[Directions] Which lines in the entries below contain the string "they"? Show each of them in full.

[Data shown]
PR #3427, opened 2020-08-20
Fix shellcheck Make target (ignore vendored files)

grdryn:
Before this change, the following error occurs for the shellcheck
target (which is a prerequisite for other targets like format):

```
In ./scripts/generate/vendor/github.com/ksonnet/ksonnet-lib/scripts/install_jsonnet.sh line 7:
JSONNET_VERSION=$
^-------------^ SC2034: JSONNET_VERSION appears unused. Verify use (or export if used externally).

For more information:
  https://www.shellcheck.net/wiki/SC2034 -- JSONNET_VERSION appears unused. V...
make: *** [Makefile:246: shellcheck] Error 1
```

### DIFF
--- a/Makefile
+++ b/Makefile
@@ -242,7 +242,7 @@ check-license:
 
 .PHONY: shellcheck
 shellcheck: $(SHELLCHECK_BINARY)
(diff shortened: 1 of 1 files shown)


simonpasquier:
Thanks!

PR #3429, opened 2020-08-21
Support Job Name in service and pod monitors

omegas27:
Signed-off-by: Quentin Bisson <quentin@giantswarm.io>

Add support for jobName in service and pod monitors


simonpasquier:
Thanks for the PR! Can you explain what is your use case and why it couldn't be solved by the `jobLabel` and/or `relabelings`?

omegas27:
The main reason is for customization as we need to use additional scrape configs along with service monitors and the generated job names do not align with our naming scheme so we would like to be able to customize it. 
I know the job name is only visible on the Prometheus UI but we would like to be able to customize them anyway

brancz:
I think I'm generally ok with having this field, but I would prefer if the "original" job name continues to be the generated job name from the podmonitor/servicemonitor so it's easy to reference where each scrape config came from. Basically that just means that instead of the original job name we would set it via a pre-configured relabeling rule.

omegas27:
@brancz so if I understand correctly, we would keep the generated name but instead of setting it as the job name, we set it as a label like createdBy if we override the job name?

brancz:
yeah instead of setting it directly, set it via relabeling a "static" value, the static value being what's passed to the Pod/ServiceMonitors.

omegas27:
From what I found in the prometheus code base, there is no way to relabel the job name. We can only redefine the job label which is not what is shown in the prometheus UI under the list of targets.

I actually did this change similar to how it is handled for the Probe CR.

Would defining a source_service_monitor and source_pod-monitor label with the generated name be enough to know which ServiceMonitor or PodMonitor created it like so:
`relabelings = append(relabelings, yaml.MapSlice{
		{Key: "action", Value: "keep"},
		{Key: "source_labels", Value: []string{"source_service_monitor"}},
		{Key: "regex", Value: generatedJobName},
	})
`

Or did I totally misunderstood what you meant?

brancz:
The snippet [here](https://github.com/prometheus-operator/prometheus-operator/blob/433060233e9fa2f1c274bb0c2d0ea3dd66f302b9/pkg/prometheus/promcfg.go#L1041-L1044) sets the job label, so the targets all have that job label.

omegas27:
I think we are not talking about the same field.
What I would like to be able to customize is the Job Name visible in the UI and in the scrape configs instead of the generated names:
image

This change cannot actually be done using the job label as the job label is for targets and not scrape config jobs

brancz:
Ah yes, that is precisely what I do not want to be configurable. The whole point is that they are uniquely identifiable and cannot collide the way they exist. I would like to keep this characteristic. Can you explain your use cases?

omegas27:
Sorry for the delay in my answer.

We provide a management cluster that takes care of the lifecycle of tenant clusters and we currently host a prometheus in the management cluster.

As we are facing more issues with our amount of data, we decided to shard our setup by creating one prometheus per tenant cluster, while all those prometheuses are hosted in the management cluster.

The main reason we need this is because we also monitor node components like the kubelet, cadvisor, the CRI, CNI and other daemon components. 
As the prometheus operator does not support NodeMonitors, we need to define those node monitors as additional scrape configs and define the name ourselves. For the sake of homogeneity, we would need to have them match the generated ones or be able to override the generated ones, explaining this PR.

brancz:
I think for the sake of having names homogenous I would prefer to push on https://github.com/prometheus-operator/prometheus-operator/issues/2787 rather. Which would allow you to do any scrape config (such as those that you specify via additionalScrapeConfigs).

PR #3432, opened 2020-08-21
Avoid CI timeouts in TestConfigGeneration

matthiasr:
This test generates the same configuration many times, for each
Prometheus version, to see if it is deterministic. As the compatibility
matrix grows, test times increase. Now, this sometimes fails in CI
because Travis kills jobs after 10 minutes of no output.

Run each version as a subtest, and run tests with `-v`, so that output
is produced after each version. This avoids the no-output timeout.

Parallelize testing for each Prometheus version.

When the tests are run with `-short` (as in `make test-unit`), only try
one hundred iterations. With the race detector on, as in that target, this takes
around 5 seconds. Without the race detector, short tests on this
package now run quick enough for fast iteration in an IDE.

Add an additional target and Travis job for running the long tests, but
without the race detector. This brings the run time for the full 1000
iterations per version to under a minute.

### DIFF
--- a/.travis.yml
+++ b/.travis.yml
@@ -21,6 +21,8 @@ jobs:
     script: cd cmd/po-rule-migration && go install
   - name: "Run unit tests"
     script: make test-unit
+  - name: "Run extended tests"
+    script: make test-long
   - name: "Run e2e tests (Alertmanager)"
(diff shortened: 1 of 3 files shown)


simonpasquier (approved):
Thanks!

Issue #3433, opened 2020-08-22
hope add terminationGracePeriodSeconds support


lurenjia528:
**What is missing?**
hope add `sts.spec.template.spec.terminationGracePeriodSeconds`  support

**Why do we need it?**
releate  to　`https://github.com/prometheus-operator/prometheus-operator/issues/3425` ,

if prometheus(sts) is running on node-1,when node-1 is down, the prometheus(sts) do not recreate on other ready node,
yeah,sts is design  so , https://github.com/kubernetes/kubernetes/issues/54368#issuecomment-339378164 ,  but when set terminationGracePeriodSeconds=0, sts can recreate on other ready node,then ,this enables fault migration 

so ,I hope add terminationGracePeriodSeconds in [prometheusSpec](https://github.com/prometheus-operator/prometheus-operator/blob/master/Documentation/api.md#prometheusspec)

brancz:
I agree with @coderanger that duplicating is in fact the correct strategy here, I don't want to expose a field that enables an anti-pattern.

simonpasquier:
Irrespective of the use case mentioned by @lurenjia528 (immediate shutdown), there might be a need to customize the `TerminationGracePeriodSeconds` to a higher value than the default 600s?
We've got a [report](https://bugzilla.redhat.com/show_bug.cgi?id=1883749) about Prometheus containers requiring close to 10 minutes to flush the head to WAL on shutdown (not sure exactly why it took so long, maybe the node was overloaded). In one occasion, the container was presumably SIGKILLed and the data on disk was corrupted after that.

brancz:
@simonpasquier I think we should focus on the Prometheus improvements that are happening with checkpoints and snapshots on shutdown, so that won't be necessary.

simonpasquier:
#3673 is another report about the hard-coded termination grace period. This looks similar to #3278: some cloud providers enforce a maximum value for `terminationGracePeriodSeconds` preventing the roll-out of the prometheus statefulset.

diyavicky:
@simonpasquier So at this point there is no possible way to provide acceptable custom value for terminationGracePeriod?
Just trying to understand the current state of this issue.

Thanks!

diyavicky:
@simonpasquier @brancz Could you please advise if there is a possible way to mention custom terminationGracePeriod by any chance?

Please advise!

Thanks!

diyavicky:
@simonpasquier @brancz Really appreciate any update on the above query.

[...]

PR #3434, opened 2020-08-22
add Termination grace period seconds

lurenjia528:
add terminationGracePeriodSeconds to prometheusSpec and alertmanagerSpec

releate to 
https://github.com/prometheus-operator/prometheus-operator/issues/3433

### DIFF
--- a/pkg/alertmanager/statefulset.go
+++ b/pkg/alertmanager/statefulset.go
@@ -366,8 +366,13 @@ func makeStatefulSetSpec(a *monitoringv1.Alertmanager, config Config) (*appsv1.S
 			MountPath: secretsDir + s,
 		})
 	}
-
-	terminationGracePeriod := int64(0)
+	
+	var terminationGracePeriod int64
+	if nil != a.Spec.TerminationGracePeriodSeconds {
+		terminationGracePeriod = *a.Spec.TerminationGracePeriodSeconds
+	} else {
+		terminationGracePeriod = int64(300)
+	}
 	finalLabels := config.Labels.Merge(podLabels)
 	return &appsv1.StatefulSetSpec{
 		ServiceName: governingServiceName,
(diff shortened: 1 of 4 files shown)


pkg/prometheus/statefulset.go
```diff
@@ -266,7 +266,12 @@ func makeStatefulSetService(p *monitoringv1.Prometheus, config Config) *v1.Servi
 func makeStatefulSetSpec(p monitoringv1.Prometheus, c *Config, ruleConfigMapNames []string) (*appsv1.StatefulSetSpec, error) {
 	// Prometheus may take quite long to shut down to checkpoint existing data.
 	// Allow up to 10 minutes for clean termination.
-	terminationGracePeriod := int64(600)
+	var terminationGracePeriod int64
+	if nil != p.Spec.TerminationGracePeriodSeconds {
+		terminationGracePeriod = *p.Spec.TerminationGracePeriodSeconds
+	} else {
+		terminationGracePeriod = int64(300)
```
simonpasquier, line 273: why changing the default?

pkg/alertmanager/statefulset.go
```diff
@@ -366,8 +366,13 @@ func makeStatefulSetSpec(a *monitoringv1.Alertmanager, config Config) (*appsv1.S
 			MountPath: secretsDir + s,
 		})
 	}
-
-	terminationGracePeriod := int64(0)
```
simonpasquier, line 370: you'd need to rebase your fork because the default value is currently [120s](https://github.com/prometheus-operator/prometheus-operator/blob/000315b9aaa20e228f38e74852741d383bedafe4/pkg/alertmanager/statefulset.go#L495).

pkg/prometheus/statefulset.go
lurenjia528: I modify the v0.23.0,not the master

simonpasquier: v0.23.0 is a very old release that isn't supported anymore. Please rebase on top of the `master` branch.

brancz:
As stated in https://github.com/prometheus-operator/prometheus-operator/issues/3433 I don't believe this is how this should be solved, and we should not enable an anti-pattern like that.

PR #3592, opened 2020-10-15
Add more descriptive binary version information

mszostok:
**Description**

This pull request adds more descriptive version information. 

Proposed changes:
- Handling version in the same way in all CLI binaries also in the `prometheus-config-reloader` that uses not idiomatic kingpin framework
- Prometheus Operator has exactly the same behavior as Prometheus:
    - Print in logs msg with Info and build context
    ```
    level=info ts=2020-10-14T21:00:58.8016435Z caller=main.go:227 msg="Starting Prometheus Operator" version="(version=0.42.2, branch=master, revision=4f2cce69dccf1580068ccf4c7fbd1a8ad83257ea)"
    level=info ts=2020-10-14T21:00:58.8017066Z caller=main.go:228 build_context="(go=go1.14.9, user=mszostok, date=20201014-19:21:54)"
    ```
    - Dump the same build_info metrics
- Split version functions into “domain” files

The implemented functionality is fully compatible with Prometheus but I’ve added new features that allow users to:
- Print full version with all details
  ```
  $ ./prometheus-config-reloader --version
  prometheus-config-reloader, version 0.42.2 (branch: refs/tags/v0.42.2, revision: 4f2cce69dccf1580068ccf4c7fbd1a8ad83257ea)
    build user:       mszostok
    build date:       20201014-19:20:25
    go version:       go1.14.9
  ```
- Print short version (just the version number that can be used on CI for version validation)
  ```
  $ ./prometheus-config-reloader --short-version
  0.42.2 
  ```

**TODO**
- Add documentation about versions
- Change the pull request template to include sth like?
  ```
  * Binary version:
  
	  insert output of `<binary> --version` here
  ```

**Testing**

I configured the GitHub Action pipeline on my repo and here are the docker images that you can download and check:

  #### Master:
  GitHub  Action docker build: https://github.com/mszostok/prometheus-operator/runs/1256326107?check_suite_focus=true#step:4:8

  ```
  docker run quay.io/mszostok/prometheus-config-reloader:master --short-version
  docker run quay.io/mszostok/prometheus-config-reloader:master --version

  docker run quay.io/mszostok/prometheus-operator:master --short-version
  docker run quay.io/mszostok/prometheus-operator:master --version
  ```

  #### Release:

  GitHub Action docker build: https://github.com/mszostok/prometheus-operator/runs/1256108332?check_suite_focus=true#step:5:12

  ```
  docker run quay.io/mszostok/prometheus-config-reloader:v0.42.2 --short-version
  docker run quay.io/mszostok/prometheus-config-reloader:v0.42.2 --version

  docker run quay.io/mszostok/prometheus-operator:v0.42.2 --short-version
  docker run quay.io/mszostok/prometheus-operator:v0.42.2 --version
  ```

Fixes https://github.com/prometheus-operator/prometheus-operator/issues/3527


cmd/prometheus-config-reloader/main.go
```diff
@@ -103,11 +103,18 @@ func main() {
 	reloadURL := app.Flag("reload-url", "reload URL to trigger Prometheus reload on").
 		Default("http://127.0.0.1:9090/-/reload").URL()
 
+	version.RegisterIntoKingpinFlags(app)
```
simonpasquier, line 106: could you also update the starting log at L146?

simonpasquier (commented):
Very nice! I don't feel strongly that we duplicate code that already exists in [`github.com/prometheus/common/version`](https://pkg.go.dev/github.com/prometheus/common@v0.14.0/version). Is it only because of the new `--short-version` option?

mszostok:
Hi @simonpasquier 
Thanks for, so quick review!

I will just share my thoughts on why I copied some part of the `github.com/prometheus/common/version`:
- IMO the software version management is more internal, so vendoring external source for doing that was for me somehow not a way to go. For Prometheus, I can understand that because all those stuff are under a single GitHub organization, so having a common library is reasonable.
- In the current code I grep with `github.com/prometheus/common/version` and didn't find any imports, so I didn't want to add overhead with maintaining another dependency, as sometimes owning sth is easier instead of watch for changes.
- It's not possible to add new fields, and I wanted to propose to add new fields about compiler and platform, see:
https://github.com/mszostok/codeowners-validator/blob/master/pkg/version/version.go#L40-L41
  But they are not, so important but gives a more debug info

but if going with the Prometheus common lib is a way to go that's even better. I refactored the proposed solution to vendor the` github.com/prometheus/common/version` and only extend that with CLI helpers and code coverage, so even if someone will bump the `github.com/prometheus/common/version` dependency, unit-tests will ensure that the contract was not broken and if some adjustments are needed or not.

Now you can check which version is preferred by switching the commits, before merging I can squash them to a single one :)

I also rebuild the master with the newest changes: https://github.com/mszostok/prometheus-operator/runs/1260477686?check_suite_focus=true#step:4:8 (all green and versioning is still working)

cmd/prometheus-config-reloader/main.go
mszostok: fixed :)

simonpasquier:
Thanks a lot for offering the 2 options! Personally I feel that reusing `github.com/prometheus/common/version` is better from a maintenance point of view (the maintainers of this repository have a good understanding of what happens in Prometheus upstream so if the package breaks its interface, we should be able to adapt). But lets see what other @prometheus-operator/prometheus-operator-reviewers think.

brancz:
Agreed with @simonpasquier

simonpasquier:
Thanks!

PR #3598, opened 2020-10-16
Support for Pod Topology Spread Constraints for Prometheus, Alertmanager, and ThanosRuler CRDs

### LINKED ISSUE #3595: Support for Pod Topology Spread Constraints for Prometheus and Alertmanager CRDs
**What is missing?**
The Prometheus and Alertmanager CRDs support Pod affinities and anti-affinities as well as Node affinities, but not `topologySpreadConstraints`, which is a new feature (see https://kubernetes.io/blog/2020/05/introducing-podtopologyspread/ and https://kubernetes.io/docs/concepts/workloads/pods/pod-topology-spread-constraints/)

**Why do we need it?**
Having an even Pod spread across zones/regions for the StatefulSets generated by the Prometheus and Alertmanager CRDs would be useful for HA setups and is more flexible than using something like Pod anti-affinities with `topology.kubernetes.io/zone` for the `topologyKey`.

AshleyDumaine:
This PR resolves #3595 

I forgot to mention ThanosRulers in the issue, but since that CRD also supports Pod and Node affinities, I figured it would make sense to add topologySpreadConstraints to the resulting StatefulSet as well.


brancz (approved):
Awesome, lgtm! Thank you so much for taking care of this!

PR #3600, opened 2020-10-19
Documentation: Aligned serviceMonitor usage inline with getting-started

nrchakradhar:
Aligned serviceMonitor usage inline with getting-started


paulfantom (approved):
lgtm

lilic:
Thanks for your contribution!! I just edited the title to be more in line with your description, this makes it easier for us when we write up the CHANGELOG. :)

PR #3604, opened 2020-10-20
pkg/alertmanager: skip invalid PagerDuty configs

simonpasquier:
Instead of silently discarding invalid PagerDuty configurations when
generating the whole Alertmanager configuration, we reject those upfront
so it can be detected with the `prometheus_operator_managed_resources`
metric.

cc @grdryn


paulfantom (approved):
lgtm

PR #3605, opened 2020-10-20
Update Prometheus and Thanos versions

simonpasquier:


brancz (approved):

simonpasquier:
For some unexpected reason, this breaks the remote write e2e tests. I'll need to dig further...

s-urbaniak (approved):
lgtm, thank you!

s-urbaniak:
@simonpasquier out of curiosity: what was the rationale for removing openssl in favor of Go, not that I suggest to go back but I am literally curious :-)

simonpasquier:
> what was the rationale for removing openssl in favor of Go, not that I suggest to go back but I am literally curious :-)

1) I couldn't find the exact combination of `openssl` CLI flags that would generate the certificates with all required fields.
2) it should be agnostic of the platform (e.g. Linux vs Mac).

We could even take it one step further: remove these certificates from the repository and generate one-time certificates before running the tests.

PR #3616, opened 2020-10-21
Move duplicated asset code to the assets package

dgrisonnet:
The asset_store code was duplicated in the prometheus and alertmanager
package. Some recent changes added TLS validation to the Prometheus
asset store only. To avoid diverging anymore and allow the alertmanager
code to benefit from the recent additions a refactor was necessary.


pkg/alertmanager/amcfg.go
```diff
@@ -166,12 +167,12 @@ func (c alertmanagerConfig) String() string {
 type configGenerator struct {
 	logger  log.Logger
 	kclient kubernetes.Interface
-	store   *assetStore
+	store   *assets.AssetStore
```
simonpasquier, line 170: since `AssetStore` lives in its own package, it can be renamed `Store`.

pkg/alertmanager/amcfg.go
```diff
@@ -166,12 +167,12 @@ func (c alertmanagerConfig) String() string {
...
 }
 
-func newConfigGenerator(logger log.Logger, kclient kubernetes.Interface, store *assetStore) *configGenerator {
+func newConfigGenerator(logger log.Logger, kclient kubernetes.Interface, store *assets.AssetStore) *configGenerator {
```
simonpasquier, line 173: We can simplify and require a non `nil` store here. `kclient` isn't used anywhere I think so it can be removed from the `configGenerator` struct.

```suggestion
func newConfigGenerator(logger log.Logger, store *assets.AssetStore) *configGenerator {
```

simonpasquier:
This needs a rebase again.

dgrisonnet:
@simonpasquier done

simonpasquier (approved):
:+1:

PR #3617, opened 2020-10-22
Include EnforcedSampleLimit as a metric  as mentioned in (#3400)

### LINKED ISSUE #3400: Expose EnforcedSampleLimit as metric
EnforcedSampleLimit defines global limit on number of scraped samples and overrides any existing limits set for PodMonitor and ServiceMonitor.

**Why do we need it?**
Having this value in a metric allows us to create an alert to warn the admin that they are getting close to the limit, something like KubePersistentVolumeFillingUp alert. This means admin does not need to create this alert but it comes out of the box with the Prometheus operator mixin for example. This would be a warning level alert, for critical one there is already TargetDown alerts.

nrchakradhar:
Included EnforcedSampleLimit also as a metric for Prometheus when specified.

Closes #3400

### DIFF
--- a/pkg/prometheus/collector.go
+++ b/pkg/prometheus/collector.go
@@ -30,6 +30,16 @@ var (
 		}, nil,
 	)
 )
+var (
+	descPrometheusEnforcedSampleLimit = prometheus.NewDesc(
+		"prometheus_enforced_sample_limit",
+		"Global limit on number of scraped samples. Overrides any existing limits set for PodMonitor and ServiceMonitor.",
+		[]string{
+			"namespace",
+			"name",
+		}, nil,
+	)
+)
 
 type prometheusCollector struct {
 	stores []cache.Store
@@ -46,6 +56,7 @@ func NewPrometheusCollectorForStores(s ...cache.Store) *prometheusCollector {
 // Describe implements the prometheus.Collector interface.
 func (c *prometheusCollector) Describe(ch chan<- *prometheus.Desc) {
 	ch <- descPrometheusSpecReplicas
+	ch <- descPrometheusEnforcedSampleLimit
 }
 
 // Collect implements the prometheus.Collector interface.
@@ -63,4 +74,8 @@ func (c *prometheusCollector) collectPrometheus(ch chan<- prometheus.Metric, p *
 		replicas = float64(*p.Spec.Replicas)
 	}
 	ch <- prometheus.MustNewConstMetric(descPrometheusSpecReplicas, prometheus.GaugeValue, replicas, p.Namespace, p.Name)
+	// Include EnforcedSampleLimit in metrics if set in PrometheusSpec
+	if p.Spec.EnforcedSampleLimit != nil {
+		ch <- prometheus.MustNewConstMetric(descPrometheusEnforcedSampleLimit, prometheus.GaugeValue, float64(*p.Spec.EnforcedSampleLimit), p.Namespace, p.Name)
+	}
 }
--- a/pkg/prometheus/collector.go
+++ b/pkg/prometheus/collector.go
@@ -30,7 +30,7 @@ var (
 		}, nil,
 	)
 	descPrometheusEnforcedSampleLimit = prometheus.NewDesc(
-		"prometheus_operator_enforced_sample_limit",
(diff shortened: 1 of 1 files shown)


pkg/prometheus/collector.go
```diff
@@ -30,6 +30,16 @@ var (
 		}, nil,
 	)
 )
+var (
+	descPrometheusEnforcedSampleLimit = prometheus.NewDesc(
+		"prometheus_enforced_sample_limit",
```
simonpasquier, line 35:
```suggestion
		"prometheus_operator_enforced_sample_limit",
```

pkg/prometheus/collector.go
```diff
@@ -30,6 +30,16 @@ var (
...
+		"Global limit on number of scraped samples. Overrides any existing limits set for PodMonitor and ServiceMonitor.",
```
simonpasquier, line 36:
```suggestion
		"Global limit on the number of scraped samples per scrape target.",
```

pkg/prometheus/collector.go
```diff
@@ -63,4 +74,8 @@ func (c *prometheusCollector) collectPrometheus(ch chan<- prometheus.Metric, p *
 		replicas = float64(*p.Spec.Replicas)
 	}
 	ch <- prometheus.MustNewConstMetric(descPrometheusSpecReplicas, prometheus.GaugeValue, replicas, p.Namespace, p.Name)
+	// Include EnforcedSampleLimit in metrics if set in PrometheusSpec
```
simonpasquier, line 77:
```suggestion
	// Include EnforcedSampleLimit in metrics if set in PrometheusSpec.
```

pkg/prometheus/collector.go
```diff
@@ -30,6 +30,16 @@ var (
 		}, nil,
 	)
 )
+var (
```
simonpasquier, line 33: you can combine both declarations:

```go
var (
	descPrometheusSpecReplicas = prometheus.NewDesc(
            ...
        )
	descPrometheusEnforcedSampleLimit = prometheus.NewDesc(
            ...
        )
)
```

simonpasquier (commented):
Nice!

pkg/prometheus/collector.go
```diff
@@ -29,6 +29,14 @@ var (
 			"name",
 		}, nil,
 	)
+	descPrometheusEnforcedSampleLimit = prometheus.NewDesc(
+		"prometheus_operator_enforced_sample_limit",
+		"Global limit on the number of scraped samples per scrape target.",
+		[]string{
+			"namespace",
+			"name",
```
lilic, line 37: I believe this is Prometheus name, wonder if this is descriptive enough of a label name? @nrchakradhar @simonpasquier wdyt?

pkg/prometheus/collector.go
```diff
@@ -63,4 +72,8 @@ func (c *prometheusCollector) collectPrometheus(ch chan<- prometheus.Metric, p *
 		replicas = float64(*p.Spec.Replicas)
 	}
 	ch <- prometheus.MustNewConstMetric(descPrometheusSpecReplicas, prometheus.GaugeValue, replicas, p.Namespace, p.Name)
+	// Include EnforcedSampleLimit in metrics if set in PrometheusSpec.
```
lilic, line 75:
```suggestion
	// Include EnforcedSampleLimit in metrics if set in Prometheus object.
```

lilic (commented):
Nice thanks for the contribution!! Sorry for the delay in response on the issue was OOF.

pkg/prometheus/collector.go
simonpasquier: This is consistent with the labels of `prometheus_operator_spec_replicas` above. Maybe the metric name should be `prometheus_operator_spec_enforced_sample_limit` after all?

lilic: I think `prometheus_operator_prometheus_enforced_sample_limit ` maybe?

nrchakradhar: This name looks more reasonable. Changed it.

lilic (commented):
lgtm thanks!! 🎉 

letting @simonpasquier have another look.

simonpasquier (approved):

[Completed exercise]
Ah yes, that is precisely what I do not want to be configurable. The whole point is that they are uniquely identifiable and cannot collide the way they exist. I would like to keep this characteristic. Can you explain your use cases?
  But they are not, so important but gives a more debug info
Having this value in a metric allows us to create an alert to warn the admin that they are getting close to the limit, something like KubePersistentVolumeFillingUp alert. This means admin does not need to create this alert but it comes out of the box with the Prometheus operator mixin for example. This would be a warning level alert, for critical one there is already TargetDown alerts.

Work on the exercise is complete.